-- Opening Marker --
PR #2645, opened 2024-08-09
New DateInput component

connor-baer:
Addresses [DSYS-656](https://sumupteam.atlassian.net/browse/DSYS-656).

## Purpose

[`input[type="date"]`](https://developer.mozilla.org/en-US/docs/Web/HTML/Element/input/date) is a rare example of a native element that doesn't meet accessibility requirements and warrants a custom component. The native component also lacks customizability to disable specific dates or allow the selection of a date range.

## Approach and changes

- Replace the DateInput component previously based on the native date input with a custom implementation. Users can enter a date in two ways:
	- Type into the text box. The year, month, and day segments are split into individual inputs to improve usability, internationalization and validation.
	- Select on a calendar. Pressing the trailing calendar button opens the Calendar component (#2494) in a dialog.

## Definition of done

* [ ] Development completed
* [x] Reviewers assigned


packages/circuit-ui/components/DateInput/DateInput.spec.tsx
```diff
@@ -13,21 +13,288 @@
...
+      expect(screen.getByLabelText(/month/i)).toHaveAttribute('min', '1');
+      expect(screen.getByLabelText(/month/i)).toHaveAttribute('max', '2');
+
+      await userEvent.type(screen.getByLabelText(/month/i), '2');
+
+      expect(screen.getByLabelText(/day/i)).toHaveAttribute('min', '1');
+      expect(screen.getByLabelText(/day/i)).toHaveAttribute('max', '15');
+    });
+
+    it('should allow users to select a date on a calendar', async () => {
```
sirineJ, line 228: TODO: add a test for the modal version

packages/circuit-ui/components/DateInput/DateInput.tsx
```diff
@@ -15,79 +15,522 @@
...
+          <FieldLegend onClick={handleClick}>
+            <FieldLabelText
+              label={label}
+              hideLabel={hideLabel}
+              required={required}
+              optionalLabel={optionalLabel}
+            />
+          </FieldLegend>
+          {/* biome-ignore lint/a11y/useKeyWithClickEvents: */}
+          <div className={classes.wrapper} onClick={handleClick}>
```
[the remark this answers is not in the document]
connor-baer: Yes, it enables users to press anywhere on the field to focus it. The input segments themselves have fairly small hit areas.

packages/circuit-ui/components/DateInput/components/Segment.tsx
```diff
@@ -0,0 +1,70 @@
...
+        className={classes.base}
+        aria-invalid={invalid}
+        autoCorrect="false"
+        enterKeyHint="next"
+        spellCheck={false}
+        style={{ ...props.style, '--width': width }}
+        {...props}
+      />
+      <span ref={sizeRef} className={classes.size} aria-hidden="true">
+        {props.value || props.placeholder}
```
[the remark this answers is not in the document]
connor-baer: Good point about the layout shift 🤔

The issue with fixed-width segment inputs is that the spacing between them looks off when they only contain one digit. We could solve this by giving the container a minimum width, so the segments inputs inside can resize without affecting the surrounding elements.

packages/circuit-ui/vendor/dialog-polyfill/index.js
```diff
@@ -621,7 +621,7 @@ if (typeof window === 'undefined') {
    * @param {!Element} element to force upgrade
    */
   dialogPolyfill.forceRegisterDialog = function (element) {
-    if (window.HTMLDialogElement || element.showModal) {
+    if (window.HTMLDialogElement && element.showModal) {
```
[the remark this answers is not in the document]
connor-baer: `jsdom`, our unit test environment, implements `window.HTMLDialogElement` but not `element.showModal`. I wanted to silence the warning, but didn't mean to commit the change. I'll revert it.

packages/circuit-ui/components/DateInput/hooks.ts
```diff
@@ -0,0 +1,334 @@
...
+
+  const update = useCallback(
+    (newDate: PartialPlainDate) => {
+      setDate((prevDate) => {
+        let year: PartialPlainDate['year'] =
+          (newDate.year ?? prevDate.year) || '';
+
+        if (isNumber(year)) {
+          year = clamp(year, MIN_YEAR, MAX_YEAR);
+        }
```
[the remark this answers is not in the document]
connor-baer: We still need to update the internal state with the new field value(s), which require these calculations.

packages/circuit-ui/components/DateInput/hooks.ts
```diff
@@ -0,0 +1,334 @@
...
+    };
+  }
+
+  const value = state.date.year;
+  const placeholder = 'yyyy';
+
+  const min = minDate ? minDate.year : 1;
+  const max = maxDate ? maxDate.year : 9999;
+
+  const onChange = (event: FormEvent<HTMLInputElement>) => {
```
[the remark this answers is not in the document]
connor-baer: AFAIR, I got the type from the native input element types. You're right though, `ChangeEvent` is more specific 👍🏻

connor-baer:
I've refactored the internals significantly:

- I merged the `use(Year|Month|Day)Segment` hooks into the `usePlainDateState` hook which is responsible for all date-related logic now. 
- I moved all keyboard interaction logic to the DateSegment component, which is a text input with `role="spinbutton"` now to support more keyboard shortcuts.

packages/circuit-ui/util/helpers.ts
```diff
@@ -96,3 +99,17 @@ export function last<T>(array: T[]): T;
...
+ * Increases or decreases a value by an offset and loops back around to stay
+ * within a given range.
+ */
+export function shiftInRange(
+  value: number, // must be in range
+  offset: number, // positive or negative
+  min: number, // inclusive
+  max: number, // inclusive
+) {
+  const modulus = max - min + 1;
```
sirineJ, line 113: should we throw is value is not in range ?

packages/circuit-ui/components/DateInput/components/DateSegment.tsx
```diff
@@ -0,0 +1,197 @@
...
+
+      if (isDelete(event)) {
+        event.preventDefault();
+        focus.next();
+        return;
+      }
+    }
+
+    // Don't allow editing the value when the input is disabled or read-only
+    if (input.disabled || input.readOnly) {
```
sirineJ, line 121: why do we need to be explicit about this if the input is disabled ?

packages/circuit-ui/components/DateInput/components/DateSegment.tsx
```diff
@@ -0,0 +1,197 @@
...
+      return;
+    }
+
+    const value = Number.parseInt(input.value, 10);
+    let newValue: number;
+
+    const getValue = (offset: number) =>
+      value ? shiftInRange(value, offset, min, max) : defaultValue;
```
sirineJ, line 129: 👏

packages/circuit-ui/components/DateInput/components/DateSegment.tsx
connor-baer: For some reason, the `onKeyDown` event handler is still called when the `input` disabled. Surprised me as well 😳

packages/circuit-ui/components/DateInput/hooks/usePlainDateState.ts
```diff
@@ -0,0 +1,212 @@
...
+      placeholder: 'yyyy',
+      step: 10,
+      min: minDate ? minDate.year : 1,
+      max: maxDate ? maxDate.year : 9999,
+      onChange: (year: DateValue) => update({ year }),
+    },
+    month: {
+      value: values.month,
+      'aria-valuetext': values.month
+        ? [values.month, getMonthName(values.month, locale)].join(', ')
```
sirineJ, line 138: ❤️

packages/circuit-ui/components/SidePanel/SidePanelContext.spec.tsx
```diff
@@ -45,7 +45,7 @@ import {
   type SidePanelContextProps,
 } from './SidePanelContext.js';
 
-vi.mock('../../hooks/useMedia');
+vi.mock('../../hooks/useMedia/index.js');
```
sirineJ, line 48: why so explicit ?

connor-baer: The final ES module spec requires full file paths ([ref](https://nodejs.org/api/esm.html#mandatory-file-extensions)). I'm surprised that this worked before; I assume Vite does some magic under the hood to support ambiguous file paths.

sirineJ (approved):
-- Closing Marker --
# Exercise objective:
Write the listing out again, word for word.

# Response for this exercise:
PR #2645, opened 2024-08-09
New DateInput component

connor-baer:
Addresses [DSYS-656](https://sumupteam.atlassian.net/browse/DSYS-656).

## Purpose

[`input[type="date"]`](https://developer.mozilla.org/en-US/docs/Web/HTML/Element/input/date) is a rare example of a native element that doesn't meet accessibility requirements and warrants a custom component. The native component also lacks customizability to disable specific dates or allow the selection of a date range.

## Approach and changes

- Replace the DateInput component previously based on the native date input with a custom implementation. Users can enter a date in two ways:
	- Type into the text box. The year, month, and day segments are split into individual inputs to improve usability, internationalization and validation.
	- Select on a calendar. Pressing the trailing calendar button opens the Calendar component (#2494) in a dialog.

## Definition of done

* [ ] Development completed
* [x] Reviewers assigned


packages/circuit-ui/components/DateInput/DateInput.spec.tsx
```diff
@@ -13,21 +13,288 @@
...
+      expect(screen.getByLabelText(/month/i)).toHaveAttribute('min', '1');
+      expect(screen.getByLabelText(/month/i)).toHaveAttribute('max', '2');
+
+      await userEvent.type(screen.getByLabelText(/month/i), '2');
+
+      expect(screen.getByLabelText(/day/i)).toHaveAttribute('min', '1');
+      expect(screen.getByLabelText(/day/i)).toHaveAttribute('max', '15');
+    });
+
+    it('should allow users to select a date on a calendar', async () => {
```
sirineJ, line 228: TODO: add a test for the modal version

packages/circuit-ui/components/DateInput/DateInput.tsx
```diff
@@ -15,79 +15,522 @@
...
+          <FieldLegend onClick={handleClick}>
+            <FieldLabelText
+              label={label}
+              hideLabel={hideLabel}
+              required={required}
+              optionalLabel={optionalLabel}
+            />
+          </FieldLegend>
+          {/* biome-ignore lint/a11y/useKeyWithClickEvents: */}
+          <div className={classes.wrapper} onClick={handleClick}>
```
[the remark this answers is not in the document]
connor-baer: Yes, it enables users to press anywhere on the field to focus it. The input segments themselves have fairly small hit areas.

packages/circuit-ui/components/DateInput/components/Segment.tsx
```diff
@@ -0,0 +1,70 @@
...
+        className={classes.base}
+        aria-invalid={invalid}
+        autoCorrect="false"
+        enterKeyHint="next"
+        spellCheck={false}
+        style={{ ...props.style, '--width': width }}
+        {...props}
+      />
+      <span ref={sizeRef} className={classes.size} aria-hidden="true">
+        {props.value || props.placeholder}
```
[the remark this answers is not in the document]
connor-baer: Good point about the layout shift 🤔

The issue with fixed-width segment inputs is that the spacing between them looks off when they only contain one digit. We could solve this by giving the container a minimum width, so the segments inputs inside can resize without affecting the surrounding elements.

packages/circuit-ui/vendor/dialog-polyfill/index.js
```diff
@@ -621,7 +621,7 @@ if (typeof window === 'undefined') {
    * @param {!Element} element to force upgrade
    */
   dialogPolyfill.forceRegisterDialog = function (element) {
-    if (window.HTMLDialogElement || element.showModal) {
+    if (window.HTMLDialogElement && element.showModal) {
```
[the remark this answers is not in the document]
connor-baer: `jsdom`, our unit test environment, implements `window.HTMLDialogElement` but not `element.showModal`. I wanted to silence the warning, but didn't mean to commit the change. I'll revert it.

packages/circuit-ui/components/DateInput/hooks.ts
```diff
@@ -0,0 +1,334 @@
...
+
+  const update = useCallback(
+    (newDate: PartialPlainDate) => {
+      setDate((prevDate) => {
+        let year: PartialPlainDate['year'] =
+          (newDate.year ?? prevDate.year) || '';
+
+        if (isNumber(year)) {
+          year = clamp(year, MIN_YEAR, MAX_YEAR);
+        }
```
[the remark this answers is not in the document]
connor-baer: We still need to update the internal state with the new field value(s), which require these calculations.

packages/circuit-ui/components/DateInput/hooks.ts
```diff
@@ -0,0 +1,334 @@
...
+    };
+  }
+
+  const value = state.date.year;
+  const placeholder = 'yyyy';
+
+  const min = minDate ? minDate.year : 1;
+  const max = maxDate ? maxDate.year : 9999;
+
+  const onChange = (event: FormEvent<HTMLInputElement>) => {
```
[the remark this answers is not in the document]
connor-baer: AFAIR, I got the type from the native input element types. You're right though, `ChangeEvent` is more specific 👍🏻

connor-baer:
I've refactored the internals significantly:

- I merged the `use(Year|Month|Day)Segment` hooks into the `usePlainDateState` hook which is responsible for all date-related logic now. 
- I moved all keyboard interaction logic to the DateSegment component, which is a text input with `role="spinbutton"` now to support more keyboard shortcuts.

packages/circuit-ui/util/helpers.ts
```diff
@@ -96,3 +99,17 @@ export function last<T>(array: T[]): T;
...
+ * Increases or decreases a value by an offset and loops back around to stay
+ * within a given range.
+ */
+export function shiftInRange(
+  value: number, // must be in range
+  offset: number, // positive or negative
+  min: number, // inclusive
+  max: number, // inclusive
+) {
+  const modulus = max - min + 1;
```
sirineJ, line 113: should we throw is value is not in range ?

packages/circuit-ui/components/DateInput/components/DateSegment.tsx
```diff
@@ -0,0 +1,197 @@
...
+
+      if (isDelete(event)) {
+        event.preventDefault();
+        focus.next();
+        return;
+      }
+    }
+
+    // Don't allow editing the value when the input is disabled or read-only
+    if (input.disabled || input.readOnly) {
```
sirineJ, line 121: why do we need to be explicit about this if the input is disabled ?

packages/circuit-ui/components/DateInput/components/DateSegment.tsx
```diff
@@ -0,0 +1,197 @@
...
+      return;
+    }
+
+    const value = Number.parseInt(input.value, 10);
+    let newValue: number;
+
+    const getValue = (offset: number) =>
+      value ? shiftInRange(value, offset, min, max) : defaultValue;
```
sirineJ, line 129: 👏

packages/circuit-ui/components/DateInput/components/DateSegment.tsx
connor-baer: For some reason, the `onKeyDown` event handler is still called when the `input` disabled. Surprised me as well 😳

packages/circuit-ui/components/DateInput/hooks/usePlainDateState.ts
```diff
@@ -0,0 +1,212 @@
...
+      placeholder: 'yyyy',
+      step: 10,
+      min: minDate ? minDate.year : 1,
+      max: maxDate ? maxDate.year : 9999,
+      onChange: (year: DateValue) => update({ year }),
+    },
+    month: {
+      value: values.month,
+      'aria-valuetext': values.month
+        ? [values.month, getMonthName(values.month, locale)].join(', ')
```
sirineJ, line 138: ❤️

packages/circuit-ui/components/SidePanel/SidePanelContext.spec.tsx
```diff
@@ -45,7 +45,7 @@ import {
   type SidePanelContextProps,
 } from './SidePanelContext.js';
 
-vi.mock('../../hooks/useMedia');
+vi.mock('../../hooks/useMedia/index.js');
```
sirineJ, line 48: why so explicit ?

connor-baer: The final ES module spec requires full file paths ([ref](https://nodejs.org/api/esm.html#mandatory-file-extensions)). I'm surprised that this worked before; I assume Vite does some magic under the hood to support ambiguous file paths.

sirineJ (approved):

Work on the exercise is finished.